Key International Monetary Fund (IMF) officials urged central banks to ensure that their policy responses remain appropriately restrictive and should stay in place long enough to warrant their respective target inflation numbers returning within range.
This was emphasized by three IMF officials who collaborated in a study that noted the impact of the series of adjustments central banks around the world have had to adopt to fight inflation.
The collaborators highlighted the risk of wasting away the macroeconomic benefits of those measures by central banks terminating those anti-inflation measures too soon.
The IMF collaborators Tobias Adrian, Christopher Erceg and Fabio Natalucci published their collective concern that the price-stabilization measures put up by central banks like the BSP could all be for naught as falling energy prices that have pushed back headline inflation have recently fueled optimism that monetary policy settings might be eased too early for their anti-inflation purpose to work.
“While headline inflation has indeed fallen, and core inflation has receded slightly in some countries, both remain far too high.
“Central banks should communicate the likely need to keep interest rates higher for longer until there is evidence that inflation—including wages and prices of services—has sustainably returned to the target,” the co-authors said.
“Though this may make it tempting to conclude that monetary policy is becoming overly restrictive and poised to cause an unnecessary economic contraction, investors may be too sanguine about progress on disinflation. While headline inflation has indeed fallen, and core inflation has receded slightly in some countries, both remain far too high. Central banks must therefore be resolute in their fight against inflation and ensure policy remains appropriately tight long enough to durably bring inflation back to target,” they argued.
In the Philippines, a parallel concern was raised by former Deputy Bangko Sentral ng Pilipinas (BSP) governor Diwa C. Guinigundo who argued that inflation ranked high in the consciousness of Filipinos based on a national survey and that no less than President Ferdinand Marcos Jr. has gone sleepless over the elevated price of onion, garlic, sugar, rice and others forming part of the consumer price index or CPI.
Guinigundo also said the government, in managing inflation, was shown an 11 percent net disapproval as 42 percent of Filipinos believe its handling the issue a failure and only 31 percent rated the efforts a success.
“Based on this, one can expect households and firms to behave in a way that could protect their purchasing power, by demanding more pay, or profit, by selling high. This process could feed into higher inflation expectations. Demand for higher wages and price adjustments could only lead to inflation becoming even more entrenched,” he warned of risks confronting the monetary authorities.
Guinigundo acknowledged that while no less than BSP governor Felipe Medalla said current elevated inflation could move to within the 2 percent to 4 percent target in the third or fourth quarter this year, the central bank chief’s optimism was conditional.
“In Frankfurt, BSP Governor Philip Medalla assured the investment community that by the end of the third quarter or by the fourth quarter, inflation would be below 4 percent.
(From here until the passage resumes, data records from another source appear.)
PR #1019, opened 2025-01-27
SignerIdentifier::try_raw_private_key

mzabaluev:
Add a method to extract private key bytes from
`SignerIdentifier`, to use in tests.

### DIFF
--- a/Cargo.lock
+++ b/Cargo.lock
@@ -10684,6 +10684,7 @@ version = "0.0.2"
 dependencies = [
  "anyhow",
  "async-trait",
+ "hex",
  "movement-signer",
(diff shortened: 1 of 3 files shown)


mzabaluev:
The test failure is also seen in #993.

l-monninger:
This should basically already be merged in by #1024 . Not exactly sure why the diff, but merging.

Cargo.lock
```diff
@@ -10684,6 +10684,7 @@ version = "0.0.2"
 dependencies = [
  "anyhow",
  "async-trait",
+ "hex",
  "movement-signer",
```
Farristom, line 10688: I'm signing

Due to large base effects, inflation is expected to tip 2 percent in early 2024. His caveat was very revealing, if not too obvious. It’s impossible to rule out another supply shock, and the BSP was correct in anchoring its forecast on a successful resolution of agricultural shortages. This is a very strong assumption,” Guinigundo said of Medalla, and the rest of the economic managers with him at the investment roadshow in Germany.
He voiced his reservations and based on more recent numbers, the policy rates of the Bangko Sentral could remain elevated, which could then significantly dampen output growth across the economy seen averaging more or less 7 percent this year. The economy exceeded expectations and grew more than the 2022 target to 7.6 percent instead and this fueled optimism the restrictive monetary policy environment at the moment could ease.
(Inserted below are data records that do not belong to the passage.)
PR #1020, opened 2025-01-27
Cargo.toml to use `branch = movement`

0xmovses:
# Summary
Self explanatory

# Changelog
Updates all aptos deps, this method should always be used going forward, to get latest changes from `aptos-core/movement` 

# Testing
CI check

# Outstanding issues


mzabaluev (approved):
Good idea, as long as we also keep `Cargo.lock` under version control and so the revision is locked there.

This will not solve merge conflicts over `Cargo.lock`, but those are easily solved by checking the file out cleanly from one of the bases and running a rebuild with cargo.

0xmovses:
> This will not solve merge conflicts over Cargo.lock, but those are easily solved by checking the file out cleanly from one of the bases and running a rebuild with cargo.

This doesn't always work out, as some manual cargo commands require to pin some deps to a certain version. But yes, better. 

I manually resolved about 50 conflicts in the Cargo.lock recently, (nuking the Cargo.lock was breaking the build for me). Yikes.

0xmovses:
As mentioned by @l-monninger Cargo doesn't detect upstream changes automatically with the branch method, I thought it did for some reason. So, we stick to revision commit hashes.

According to Guinigundo, this could prove tricky: “The IMF resident representative Ragnar Gudmundson two days ago also expected a breach in the inflation target for this year. More BSP interest rate tightening may be in order, according to him.
“What is more revealing is the IMF’s estimate of what needs to be done at this point. “In the case of the Philippines, we estimate that the neutral real rate, which is the net of inflation interest rate where monetary policy is neither contractionary nor expansionary stands between 1 percent and 2 percent.
“If inflation for this year is 4.5 percent for BSP and 4.7 percent for IMF, given its current policy rate of 5.5 percent, then the BSP will have to continue jacking up by a maximum of around 100 basis points to 6.5 percent. Pray that the BSP’s ammunition would remain adequate should the Maharlika bill be rushed into law.
“President Marcos should brace himself for more sleepless nights,” Guinigundo said.